With Umpire, all of this is 5 declarative rules:

import { createReads, fairWhenRead } from '@umpire/reads'
function postalCodeMatchesCountry(code: string, country: unknown) {
switch (country) {
case 'US': return /^\d{5}(-\d{4})?$/.test(code)
case 'CA': return /^[A-Z]\d[A-Z]\s?\d[A-Z]\d$/i.test(code)
case 'UK': return /^[A-Z]{1,2}\d[A-Z\d]?\s?\d[A-Z]{2}$/i.test(code)
default: return true
}
}
const addressReads = createReads({
postalCodeFair: ({ input }) => {
const code = String(input.postalCode ?? '').trim()
return !code || postalCodeMatchesCountry(code, input.country)
},
})
const ump = umpire({
fields: {
street: { required: true, isEmpty: (v) => !v },
city: { required: true, isEmpty: (v) => !v },
country: { required: true, isEmpty: (v) => !v },
state: { required: true, isEmpty: (v) => !v },
province: { required: true, isEmpty: (v) => !v },
postalCode: { required: true, isEmpty: (v) => !v },
},
rules: [
enabledWhen('state', (v) => v.country === 'US', {
reason: 'Only US addresses use states',
}),
enabledWhen('province', (v) => v.country === 'CA', {
reason: 'Only Canadian addresses use provinces',
}),
requires('state', 'country'),
requires('province', 'country'),
fairWhenRead('postalCode', 'postalCodeFair', addressReads, {
reason: 'Invalid format for selected country',
}),
],
})

No useEffect, no manual cleanup, no hand-wired validation wiring. Umpire derives availability, fouls, and validation from the rules alone.

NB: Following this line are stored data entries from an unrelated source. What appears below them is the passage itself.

PR #538, opened 2020-06-21
Fix coherence issue with associated types in generic bound

### LINKED ISSUE #515: Coherence issue with overlapping imps with assoc types
Given 
```
trait Iterator {
    type Item;
}

trait Trait {}

impl<T> Trait for T where T: Iterator<Item = u32> {} 
impl<T> Trait for T where T: Iterator<Item = u32> {} 

struct Foo {}
```
we don't throw a coherence error. Adding `impl Iterator for Foo { type Item = u32; }` makes it appear, but it should work without it too.

Mcat12:
The normalize clause needs to be simplified, and may not be the right approach, but it works.

Fixes #515

### DIFF
--- a/chalk-solve/src/clauses.rs
+++ b/chalk-solve/src/clauses.rs
@@ -364,18 +364,18 @@ fn program_clauses_that_could_match<I: Interner>(
                     )?;
                 }
 
+                push_program_clauses_for_associated_type_values_in_impls_of(
+                    builder,
+                    trait_id,
+                    trait_parameters,
+                );
+
                 push_clauses_for_compatible_normalize(
                     db,
                     builder,
                     interner,
                     trait_id,
                     proj.associated_ty_id,
-                );
-
-                push_program_clauses_for_associated_type_values_in_impls_of(
-                    builder,
-                    trait_id,
-                    trait_parameters,
                 );
             }
             AliasTy::Opaque(_) => (),
--- a/chalk-solve/src/clauses.rs
+++ b/chalk-solve/src/clauses.rs
@@ -389,10 +389,12 @@ fn program_clauses_that_could_match<I: Interner>(
 /// Adds clauses to allow normalizing possible downstream associated type
 /// implementations when in the "compatible" mode. Example clauses:
 ///
-///     for<type, type, type> Normalize(<^0.0 as Trait<^0.1>>::Item -> ^0.2)
-///         :- Compatible, Implemented(^0.0: Trait<^0.1>), DownstreamType(^0.1), CannotProve
-///     for<type, type, type> Normalize(<^0.0 as Trait<^0.1>>::Item -> ^0.2)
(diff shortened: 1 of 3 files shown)


chalk-solve/src/clauses.rs
```diff
@@ -377,6 +384,57 @@ fn program_clauses_that_could_match<I: Interner>(
...
+/// forall<T1, T2> Normalize(<T1 as Trait>::Item -> T2)
+///     :- Implemented(T1: Trait), Compatible, DownstreamType(T1), CannotProve
+fn push_clauses_for_compatible_normalize<I: Interner>(
+    builder: &mut ClauseBuilder<'_, I>,
+    interner: &I,
+    trait_id: TraitId<I>,
+    associated_ty_id: AssocTypeId<I>,
+) {
+    // FIXME: Simplify?
+    builder.push_binders(
```
Mcat12, line 398: Building this clause is long and cumbersome. Is there a better way? Most clauses seem to re-use binders, but I'm not sure if that is possible here.

chalk-solve/src/clauses.rs
```diff
@@ -377,6 +384,57 @@ fn program_clauses_that_could_match<I: Interner>(
     Ok(clauses)
 }
 
+/// Adds the clause:
+///
+/// forall<T1, T2> Normalize(<T1 as Trait>::Item -> T2)
+///     :- Implemented(T1: Trait), Compatible, DownstreamType(T1), CannotProve
```
Mcat12, line 390: I'm not sure if this is the right way to fix this coherence problem, but it seems to be working.

chalk-solve/src/clauses.rs
```diff
@@ -377,6 +384,57 @@ fn program_clauses_that_could_match<I: Interner>(
     Ok(clauses)
 }
 
+/// Adds the clause:
+///
+/// for<type, type> Normalize(<^0.0 as Trait>::Item -> ^0.1)
+///     :- Implemented(^0.0: Trait), Compatible, DownstreamType(^0.0), CannotProve
```
nikomatsakis, line 390: Ok, so, I think this rule is right in spirit, but it won't work for more complex traits like

```rust
trait Foo<T> {
    type Bar;
}
```

Here, we would need something like

```
for<A, B, C> {
    Normalize(<A as Foo<B>>::Bar -> C) if
        Compatible, Implemented(A: Foo<B>), DownstreamType(A), CannotProve
}

for<A, B, C> {
    Normalize(<A as Foo<B>>::Bar -> C) if
        Compatible, Implemented(A: Foo<B>), FullyVisible(A), DownstreamType(B), CannotProve
}
```

nikomatsakis: Compare to this logic

https://github.com/rust-lang/chalk/blob/b8a90d8122ec0589969c89b938777c8baf58be5b/chalk-solve/src/clauses/program_clauses.rs#L607-L623

Mcat12: I think the latest commit fixes this.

This demo uses @umpire/tanstack-form with TanStack Form and React. Each field component uses TanStack Form’s <form.Field> with per-field validators auto-wired by umpireFieldValidator — Umpire reads its own graph to determine which fields need to revalidate when an upstream changes.

The useUmpireForm hook subscribes to the form store, derives availability and fouls, and applies strike-on-transition automatically. This demo passes that derived surface into small field components, which render null when ump.field(name).enabled is false. You can also gate fields at the parent level with ump.field('state').enabled; it is the same availability signal, so choose the composition style that reads best in your app.